= Otto Lowenstein =

German-American neuropsychiatrist

Soon after arriving in New York in 1939

Otto Lowenstein (7 May 1889 – 25 March 1965) was a German-American neuropsychiatrist who was a native of Osnabrück.

He grew up in Preußisch Oldendorf, the son of Julius Lowenstein, a merchant, and Henriette Grunewald, into a Jewish family, and, when he was 19, began to study mathematics and philosophy at the University of Göttingen, before switching to medicine in another university.

In 1914 he received his medical degree from the University of Bonn, and following service as a military physician during World War I, he returned to Bonn as a neuropsychiatric assistant to Alexander Westphal. While at Bonn, he was involved in the fields of pediatric psychiatry and experimental psychology. He pursued funding from the Government of Westphalia, then developed and opened the first children's psychiatric hospital in the world. He became Chief of Staff at this new Neuropsychiatric Hospital of Bonn University (1920–1926). He became Chief Neuropsychiatrist and Director of the State Hospital for Nervous and Mental Diseases and founded the pioneering Neuropsychiatric Hospital for children, serving as its head from 1926 to 1933. This hospital continues to operate to this day and is believed to be the first specialized hospital of its kind in the world. He was the Director of the Institute for Heredity in Neurology and Psychiatry, (Institut Fuer Neurologisch–Psychiatrische Erbforschung) from 1926 to 1933. Together with his wife, Dr Marta (Grunewald) Lowenstein, he conducted hundreds of interviews to develop family histories of neurological illnesses. While in Germany he also began early research into pupillography as a means to detect and diagnose mental and neurological disorders including engineering the first machines and methodologies to assist in the study of the eye as a window to the brain.

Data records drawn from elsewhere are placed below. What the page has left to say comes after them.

PR #1023, opened 2026-03-18
Refactor archive flows around explicit intents

### LINKED ISSUE #1019: Refactor CAR archive flows around explicit intents and declarative state specs
## Summary

Archive behavior has accumulated several overlapping concepts and path-specific exceptions that make the code harder to reason about and easier to regress.

Recent work on #1011 / PR #1014 fixed real bugs, but it also exposed a broader design problem:
- archive behavior is driven by overloaded `portable` / `full` profiles
- CAR state handling is stringly-typed and spread across multiple conditional chains
- archive retention policy resolution is not centralized
- snapshot completion is modeled implicitly rather than transactionally

This issue is to clean up the archive model itself.

Note: the `APP_SERVER_EVENT` / `flows.db` payload compaction problem is already tracked separately in #1015 and is out of scope here.

### 1. Archive profile semantics are overloaded

Relevant code:
- `src/codex_autorunner/core/archive.py`
- `src/codex_autorunner/core/hub.py`

`portable` vs `full` now has behavior exceptions such as:
- preserving reset-only state for destructive archive-and-reset flows
- preserving `flows.db` for cleanup-triggered snapshots even when the configured profile is `portable`

That means the effective behavior is no longer really just "portable" or "full". The code is instead expressing different archive intents through boolean exceptions layered on top of one profile flag.

### 2. CAR state path behavior is stringly-typed and duplicated

Relevant code:
- `src/codex_autorunner/core/archive.py`

The same path set has to answer multiple questions:
- is this path dirty?
- should it be archived for this operation?
- where does it land in the snapshot?
- should reset delete it afterward?

Today those rules live in multiple ad hoc conditionals keyed by path strings like `"flows.db"`, `"filebox"`, `"state.sqlite3"`, etc. This is brittle and review-regression-prone.

### 3. Archive retention policy construction is not centralized

Relevant code:
- `src/codex_autorunner/surfaces/cli/commands/cleanup.py`
- `src/codex_autorunner/core/flows/archive_helpers.py`
- `src/codex_autorunner/core/hub.py`

We already had at least one regression where a manual cleanup path read raw config differently from the automatic pruning paths. Operational code should not have multiple ways to assemble archive retention policy.

### 4. Snapshot completion is inferred instead of finalized transactionally

Relevant code:
- `src/codex_autorunner/core/archive.py`
- `src/codex_autorunner/core/archive_retention.py`

The current fix is to ignore snapshot directories without `META.json` during pruning. That avoids pruning in-progress snapshots, but it is still a symptom of a weaker model: a snapshot directory becomes visible before it is fully finalized.

A stronger model would stage into a temp directory and atomically rename into the final snapshot location only after metadata is written.

### A. Replace profile exceptions with explicit archive intents

Instead of treating everything as `portable` or `full` plus exceptions, introduce explicit archive intents such as:
- review snapshot (non-destructive)
- cleanup snapshot (destructive, must preserve reviewable flow state)
- archive-and-reset CAR state (destructive, must preserve everything being reset)

The goal is for call sites to express intent directly and for archive behavior to be derived from that intent, not from layered booleans.

### B. Introduce a declarative CAR state spec table

Represent CAR state paths through a single declarative structure that captures, per path:
- dirty-check strategy
- archive destination
- which archive intents include it
- whether reset removes it
- whether it is runtime-only, review-relevant, or both

This should replace scattered string comparisons and make it much easier to review future archive changes.

### C. Centralize retention policy resolution

Create one helper that resolves worktree/run archive retention policy from parsed config objects. All CLI/API/automatic pruning paths should use the same helper.

### D. Make snapshot finalization transactional

Use a flow like:
1. create temp snapshot directory
2. copy/write contents
3. write `META.json`
4. atomically rename to final snapshot directory
5. only then make it eligible for retention pruning / listing

## Acceptance Criteria

- archive call sites express explicit archive intent instead of relying on profile-plus-exception combinations
- CAR state path rules live in one declarative source of truth
- all retention pruning paths use the same parsed-config policy resolution helper
- snapshot directories are not visible to pruning/listing until finalized
- behavior covered by #1011 / PR #1014 remains preserved by regression tests

## Nice To Have

- add a short architecture note or docs section explaining archive intents and the CAR state spec model
- reduce duplicate test setup by introducing archive-fixture helpers keyed by intent

Git-on-my-level:
## Summary
- replace archive profile exceptions with explicit worktree/archive intents
- centralize CAR state path rules in a declarative spec used for dirty checks, archiving, and reset removal
- centralize worktree/run retention policy resolution and finalize snapshots transactionally before they become visible

## Testing
- .venv/bin/python -m pytest tests/test_archive_worktree.py tests/core/test_archive_retention.py tests/routes/test_archive_routes.py tests/test_hub_supervisor.py tests/test_cli_hub_runs_cleanup.py tests/test_cli_ticket_flow_archive.py -q
- .venv/bin/python -m pytest tests/test_cli_process_diagnostics.py -q
- full pre-commit validation pipeline via git commit hook (3173 passed, 1 skipped)

Closes #1019

### DIFF
--- a/src/codex_autorunner/core/archive.py
+++ b/src/codex_autorunner/core/archive.py
@@ -138,6 +138,17 @@ def _copy_file(src: Path, dest: Path, stats: dict[str, int]) -> None:
     stats["total_bytes"] += dest.stat().st_size
 
 
+def _copy_sqlite_sidecars(src: Path, dest: Path, stats: dict[str, int]) -> None:
+    if not (src.name.endswith(".sqlite3") or src.name.endswith(".db")):
+        return
+    for suffix in SQLITE_SIDE_SUFFIXES:
+        sidecar_src = src.with_name(f"{src.name}{suffix}")
+        if not sidecar_src.exists() or not sidecar_src.is_file():
+            continue
+        sidecar_dest = dest.with_name(f"{dest.name}{suffix}")
+        _copy_file(sidecar_src, sidecar_dest, stats)
+
+
 def _copy_tree(
     src_dir: Path,
     dest_dir: Path,
@@ -216,6 +227,7 @@ def _copy_entry(
 
     if src.is_file():
         _copy_file(src, dest, stats)
+        _copy_sqlite_sidecars(src, dest, stats)
         return True
 
     return False
@@ -587,9 +599,7 @@ def _remove_with_sidecars(path: Path) -> None:
                 sidecar.unlink()
 
 
-def _reset_car_state(worktree_root: Path) -> tuple[str, ...]:
-    from ..bootstrap import seed_repo_files
-
+def _planned_reset_car_state_paths(worktree_root: Path) -> tuple[str, ...]:
     car_root = worktree_root / ".codex-autorunner"
     reset_paths: list[str] = []
     seen: set[str] = set()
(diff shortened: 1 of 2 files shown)


Git-on-my-level:
@codex review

In 1933, because of his Jewish ethnicity, he relocated to Switzerland in order to escape Nazi persecution (led by a former army colleague who was envious of his work), working as a neuropsychiatrist at the Clinique La Métairie in Nyon. He was a member of the faculty of the University of Geneva, Department of Ophthalmology, and Director of the Pupillographic Laboratory from 1935 to 1939. Under his leadership, the laboratory and the equipment pioneered there were invented and used in his researching the pupil. In 1939 he emigrated to New York City, where he was associated with New York University and later Columbia Presbyterian Hospital. In New York, he continued neuro-ophthalmological research with his research assistant Irene Loewenfeld. As he was preparing final edits to a major compendium of his life work specializing on the pupil, he was taken ill with pancreatic cancer. His work was entrusted to Dr Loewenfeld who had received her Ph.D. From the University of Bonn under Dr Lowenstein's mentorship. The work was ultimately published in the 1990s and contains his research in two volumes.

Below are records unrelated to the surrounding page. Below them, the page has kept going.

PR #1126, opened 2026-03-25
Refresh hub-managed repos after CAR updates

Git-on-my-level:
## Summary
- refresh hub-managed repo artifacts after every CAR update on both macOS launchd and Linux systemd-user paths
- add a scriptable managed-repo refresh entrypoint that reseeds generated `.codex-autorunner/` files for the hub and each manifest-tracked repo/worktree
- cover the new refresh primitive and wrapper script with focused tests

## Testing
- python -m pytest tests/test_managed_repo_update.py tests/test_ticket_helper_script_sync.py tests/test_system_update_worker.py -q
- bash -n scripts/update-hub-managed-repos.sh scripts/safe-refresh-local-linux-hub.sh scripts/safe-refresh-local-mac-hub.sh
- pre-commit hook: scripts/check.sh (3461 passed, 1 skipped)

### DIFF
--- a/scripts/safe-refresh-local-linux-hub.sh
+++ b/scripts/safe-refresh-local-linux-hub.sh
@@ -140,7 +140,8 @@ _systemd_arg_value() {
   if [[ -z "${service_name}" || -z "${key}" ]]; then
     return 0
   fi
-  systemctl --user cat "${service_name}" 2>/dev/null | "${HELPER_PYTHON}" - "${key}" <<'PY'
+  systemctl --user cat "${service_name}" 2>/dev/null | "${HELPER_PYTHON}" -c "$(
+    cat <<'PY'
 import re
 import sys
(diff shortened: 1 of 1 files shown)


Git-on-my-level:
Addressed the Linux review comment in `120998f0`.

`_systemd_arg_value` now preserves `systemctl --user cat` on stdin and runs the parser via `python -c`, so the unit contents are actually available to the parser instead of being consumed by the heredoc source.

Rechecked with:
- `bash -n scripts/safe-refresh-local-linux-hub.sh scripts/update-hub-managed-repos.sh scripts/safe-refresh-local-mac-hub.sh`
- `python -m pytest tests/test_system_update_worker.py tests/test_managed_repo_update.py -q`
- full `scripts/check.sh` via the repo pre-commit hook

PR #1277, opened 2026-04-07
[codex] Fix Discord slash command ack starvation

Git-on-my-level:
## What changed

This changes the Discord slash-command dispatch path so commands that already defer at dispatch time do not keep running inline on the gateway bypass path when they are known to be long-running.

The fix now queues these commands after the initial interaction ACK:

- `/car new`
- `/car newt`
- `/car session compact`
- `/car session interrupt`

It also adds regression coverage proving a second slash command still gets its defer while a prior deferred command is still executing.

## Why

Some Discord commands were acknowledging the interaction and then continuing to execute as bypass work on the gateway dispatch path. When one of those commands ran long, later slash commands could sit behind it long enough for Discord to reject their callback as a stale interaction.

In production logs this showed up as `10062 Unknown interaction` for `/car newt`, with the command handler itself not being the direct bug.

## User impact

This should make Discord slash commands materially more reliable under contention, especially for session-management commands that can do heavier work like branch resets, thread resets, compaction, or interrupts.

The immediate user-visible symptom addressed here is the flaky `/car newt` timeout, and the same protection now also covers `/car session interrupt` based on the same observed failure pattern.

## Root cause

The initial ACK path and the execution path were split incorrectly:

- CAR deferred the interaction early.
- The command still ran as dispatcher bypass work.
- That blocked later interaction handling on the same gateway worker.
- Later commands then failed their first callback with stale Discord interaction tokens.

## Validation

Local checks run:

- `pytest tests/integrations/discord/test_service_routing.py`
- `pytest tests/integrations/chat/test_command_contract.py`
- repository pre-commit hooks during `git commit`, including full pytest

## Follow-up

This patch is intentionally scoped to the commands with live evidence or matching risk. A better structural follow-up would be to make post-ACK queueing an explicit command-contract property instead of a hardcoded allowlist in the Discord service.


Git-on-my-level:
@codex review

PR #469, opened 2015-02-26
fix a bug with handwritten getParentPath

Chilledheart:


src/filebrowser/tasks.cpp
```diff
@@ -676,7 +676,7 @@ void PostFilesTask::startNext()
     QString file_name = QFileInfo(file_path).fileName();
     QString relative_path;
     if (use_relative_)
-        relative_path = file_path.left(file_path.size() - file_name.size());
+        relative_path = ::getParentPath(file_path);
```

He is remembered for his studies involving motion, size and functionality of the eye's pupil from a neuropsychiatric standpoint. In Germany and America, he created laboratories containing specialized equipment for research of the eye's pupil. He was particularly interested in the status of an individual's pupil during specific emotional and psychological states, as well as the condition of the pupil during periods of fatigue and alertness.

In 1957, he built an "electronic pupillograph" that incorporated infrared technology. This device was used to accurately measure and analyze the pupils' diameter, and was a forerunner to more sophisticated pupillographic instruments that were developed in later years. Lowenstein's pioneer experiments and numerous publications on pupillary topics were a major factor in bringing pupillography into American neuro-ophthalmological medicine.

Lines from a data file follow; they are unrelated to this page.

PR #475, opened 2015-03-03
Sync a subfolder into new library

Chilledheart:
- <del>still in progress</del>

Edited: 

- finished

### DIFF
--- a/src/account-mgr.cpp
+++ b/src/account-mgr.cpp
@@ -58,6 +58,11 @@ int AccountManager::start()
         return -1;
     }
 
+    // enabling foreign keys, it must be done manually from each connection
+    // and this feature is only supported from sqlite 3.6.19
+    sql = "PRAGMA foreign_keys=ON;";
+    sqlite_query_exec (db, sql);
+
     sql = "CREATE TABLE IF NOT EXISTS Accounts (url VARCHAR(24), "
         "username VARCHAR(15), token VARCHAR(40), lastVisited INTEGER, "
         "PRIMARY KEY(url, username))";
--- a/src/api/requests.cpp
+++ b/src/api/requests.cpp
@@ -23,6 +23,8 @@ const char *kApiPingUrl = "api2/ping/";
 const char *kApiLoginUrl = "api2/auth-token/";
 const char *kListReposUrl = "api2/repos/";
 const char *kCreateRepoUrl = "api2/repos/";
+const char *kGetRepoUrl = "api2/repos/%1/";
+const char *kCreateSubrepoUrl ="api2/repos/%1/dir/sub_repo/";
 const char *kUnseenMessagesUrl = "api2/unseen_messages/";
 const char *kDefaultRepoUrl = "api2/default-repo/";
 const char *kStarredFilesUrl = "api2/starredfiles/";
@@ -191,17 +193,44 @@ void DownloadRepoRequest::requestSuccess(QNetworkReply& reply)
 }
 
 /**
+ * GetRepoRequest
+ */
+GetRepoRequest::GetRepoRequest(const Account& account, const QString &repoid)
+    : SeafileApiRequest (account.getAbsoluteUrl(QString(kGetRepoUrl).arg(repoid)),
+                         SeafileApiRequest::METHOD_GET, account.token)
+      , repoid_(repoid)
+{
+}
+
+void GetRepoRequest::requestSuccess(QNetworkReply& reply)
+{
+    json_error_t error;
+    json_t *root = parseJSON(reply, &error);
+    if (!root) {
+        qWarning("failed to parse json:%s\n", error.text);
+        emit failed(ApiError::fromJsonError());
+        return;
+    }
+
+    QScopedPointer<json_t, JsonPointerCustomDeleter> json(root);
+    QMap<QString, QVariant> dict = mapFromJSON(json.data(), &error);
+    ServerRepo repo = ServerRepo::fromJSON(root, &error);
+
+    emit success(repo);
+}
+
+/**
  * CreateRepoRequest
  */
-CreateRepoRequest::CreateRepoRequest(const Account& account, QString &name, QString &desc, QString &passwd)
+CreateRepoRequest::CreateRepoRequest(const Account& account, const QString &name, const QString &desc, const QString &passwd)
     : SeafileApiRequest (account.getAbsoluteUrl(kCreateRepoUrl),
                          SeafileApiRequest::METHOD_POST, account.token)
 {
-    this->setFormParam(QString("name"), name);
-    this->setFormParam(QString("desc"), desc);
+    setFormParam(QString("name"), name);
+    setFormParam(QString("desc"), desc);
     if (!passwd.isNull()) {
         qWarning("Encrypted repo");
-        this->setFormParam(QString("passwd"), passwd);
+        setFormParam(QString("passwd"), passwd);
     }
 }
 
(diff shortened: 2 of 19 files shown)


src/repo-service.cpp
```diff
@@ -42,16 +42,19 @@ void RepoService::stop()
...
     }
 
-    const std::vector<Account>& accounts = seafApplet->accountManager()->accounts();
-    if (accounts.empty()) {
-        in_refresh_ = false;
-        return;
+    if (!account) {
+        const std::vector<Account>& accounts = seafApplet->accountManager()->accounts();
+        if (accounts.empty()) {
+            in_refresh_ = false;
```
lins05: This above code can be simplified to `accountManager->currentAccount()->isValid()`.

src/api/requests.cpp
```diff
@@ -220,6 +248,37 @@ void CreateRepoRequest::requestSuccess(QNetworkReply& reply)
...
 
 /**
+ * CreateSubrepoRequest
+ */
+CreateSubrepoRequest::CreateSubrepoRequest(const Account& account, const QString &name, const QString &repoid , const QString &path, const QString &passwd)
+    : SeafileApiRequest (account.getAbsoluteUrl(QString(kCreateSubrepoUrl).arg(repoid)),
+                         SeafileApiRequest::METHOD_GET, account.token)
+{
+    this->setUrlParam(QString("p"), path.endsWith('/') ? path : path + "/");
+    this->setUrlParam(QString("name"), name);
```
lins05: Unnecessary `this` pointer.

src/repo-service.cpp
Chilledheart: Yeah, but there is still a unnecessary copy when calling `currentAccount`. Why not `hasAccount`?

Chilledheart: I still don't think it is more convenient to call `currentAccount` here.

src/api/requests.cpp
Chilledheart: Updated in the latest patches.

src/account-mgr.cpp
```diff
@@ -119,6 +120,8 @@ int AccountManager::saveAccount(const Account& account)
 
 int AccountManager::removeAccount(const Account& account)
 {
+    RepoService::instance()->onAccountRemoval(account);
+
```
lins05: What about adding a new signal "accountRemoved" and let `ReposService` listen to this signal?

src/account-mgr.cpp
```diff
@@ -172,6 +175,7 @@ bool AccountManager::setCurrentAccount(const Account& account)
 
 int AccountManager::replaceAccount(const Account& old_account, const Account& new_account)
 {
+    RepoService::instance()->onAccountChange(old_account, new_account);
```
lins05: Same as above, I think using a signal is better for enforcing modularity.

src/filebrowser/file-browser-dialog.cpp
```diff
@@ -962,7 +977,38 @@ void FileBrowserDialog::onDirentsMoveSuccess()
...
+    data_mgr_->createSubrepo(folder_name, repo_.id, ::pathJoin(current_path_, folder_name), QString());
+}
+
+void FileBrowserDialog::onCreateSubrepoSuccess(const ServerRepo &repo)
+{
+    LocalRepo r;
+
+    // if we have not synced before
+    bool has_local = false;
+    if (seafApplet->rpcClient()->getLocalRepo(repo.id, &r) == 0 && r.isValid()) {
```
lins05: Can be simplified by `hasLocalRepo(repo.id)`.

src/repo-service.cpp
```diff
@@ -11,29 +14,134 @@
...
+    {
+        repo_id_ = rhs.repo_id_;
+        parent_repo_id_ = rhs.parent_repo_id_;
+        parent_path_ = rhs.parent_path_;
+        return *this;
+    }
+
+    const QString& repo_id() const { return repo_id_; }
+    const QString& parent_repo_id() const { return parent_repo_id_; }
+    const QString& parent_path() const { return parent_path_; }
```
lins05: Please use `camelCase` instead of `under_score` for member function names.

src/repo-service.cpp
```diff
@@ -138,3 +295,132 @@ void RepoService::openLocalFile(const QString& repo_id,
...
+}
+
+void RepoService::startGetRequestFor(const QString &repo_id)
+{
+    bool was_empty = get_repo_reqs_.empty();
+    GetRepoRequest *req = new GetRepoRequest(seafApplet->accountManager()->currentAccount(), repo_id);
+    get_repo_reqs_.push_back(req);
+    connect(req, SIGNAL(success(const ServerRepo&)), this, SLOT(onGetRequestSuccess(const ServerRepo&)));
+    connect(req, SIGNAL(failed(const ApiError&)), this, SLOT(onGetRequestFailed(const ApiError&)));
+    if (was_empty)
```
lins05: `get_repo_reqs_.length() == 1` is enough, no need to use a `was_empty` variable.

src/repo-service.cpp
```diff
@@ -138,3 +295,132 @@ void RepoService::openLocalFile(const QString& repo_id,
...
+        server_repos_.push_back(fixed_repo);
+    }
+
+    delete req;
+    get_repo_reqs_.pop_front();
+
+    if (!get_repo_reqs_.empty())
+        get_repo_reqs_.front()->send();
+    else
+        emit refreshSuccess(server_repos_);
```
lins05: The code between line (315, 321) is the same as (330, 336), why not refactor them to a common subroutine?

src/repo-service.cpp
```diff
@@ -138,3 +295,132 @@ void RepoService::openLocalFile(const QString& repo_id,
...
+        return;
+    }
+
+    QString sql = "REPLACE INTO SyncedSubfolder(repo_id, parent_repo_id, url, username, parent_path) VALUES ('%1', '%2', '%3', '%4', '%5')";
+    sql = sql.arg(subfolder.id)
+             .arg(subfolder.parent_repo_id)
+             .arg(account->serverUrl.toEncoded().data())
+             .arg(account->username)
+             .arg(subfolder.parent_path);
+    sqlite_query_exec (synced_subfolder_db_, sql.toUtf8().data());
```
lins05: The path name may contain single quote `'` in it, so it's not safe to use `QString::arg()` to build the sql statement.  We could use `sqlite3_mprintf`.

https://www.sqlite.org/c3ref/mprintf.html

Chilledheart: Sure, I see the similar usage in `src/account-mgr.cpp`. Mayby we should change it as well, in a separate PR?

src/repo-service.cpp
Chilledheart: No, they are totally different.

src/repo-service.cpp
Chilledheart: `get_repo_reqs_` is a `std::list` aka double-link list. If calling `std::list::length` is avoidable,  using it is not so smart a option that it will iterates all its notes.

src/repo-service.cpp
Chilledheart: Okay, this class is used for repo-service.cpp internally and can be changed any time.

src/filebrowser/file-browser-dialog.cpp
Chilledheart: Sure.

src/account-mgr.cpp
Chilledheart: I did it for code simplicity when I wrote it. I saw the demands for the simplicity days ago. Have they changed yet?

src/repo-service.cpp
lins05: I think readable code is more important than the trivial performance gain. 

When I read this function, I see the `was_empty` variable is defined at the very beginning of the function, but used at the very end of the function, which is quite counter-intuitive, and makes me think:  "Why did he do this?" and takes me while to understand it.

Of course I'm not saying performance is not important, but considering today's cpu frequency, I really don't think we need to save cpu cycles everywhere for a desktop application at the cost of code readability.

Chilledheart: Assuming you know all of properties of double-link list, I think the code present is very readable. Of course, there is many common practice in C++ and it is one of them.

src/account-mgr.cpp
Chilledheart: Use foreign keys to avoid manually handling on these update/delete changes as recommended.

Chilledheart:
Rebased

lins05:
LGTM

Recently, a psychiatric clinic for children called Das Professor Otto Löwenstein Haus was founded at the University of Bonn in Lowenstein's honor.

He was survived by his wife Marta who died later in the same year and by his two daughters, Anne Elizabeth Löwenstein Perls of Pacific Palisades, California, and Mary Dorothy Theresa Löwenstein Rowe (aka Marieli Rowe) of Madison, Wisconsin.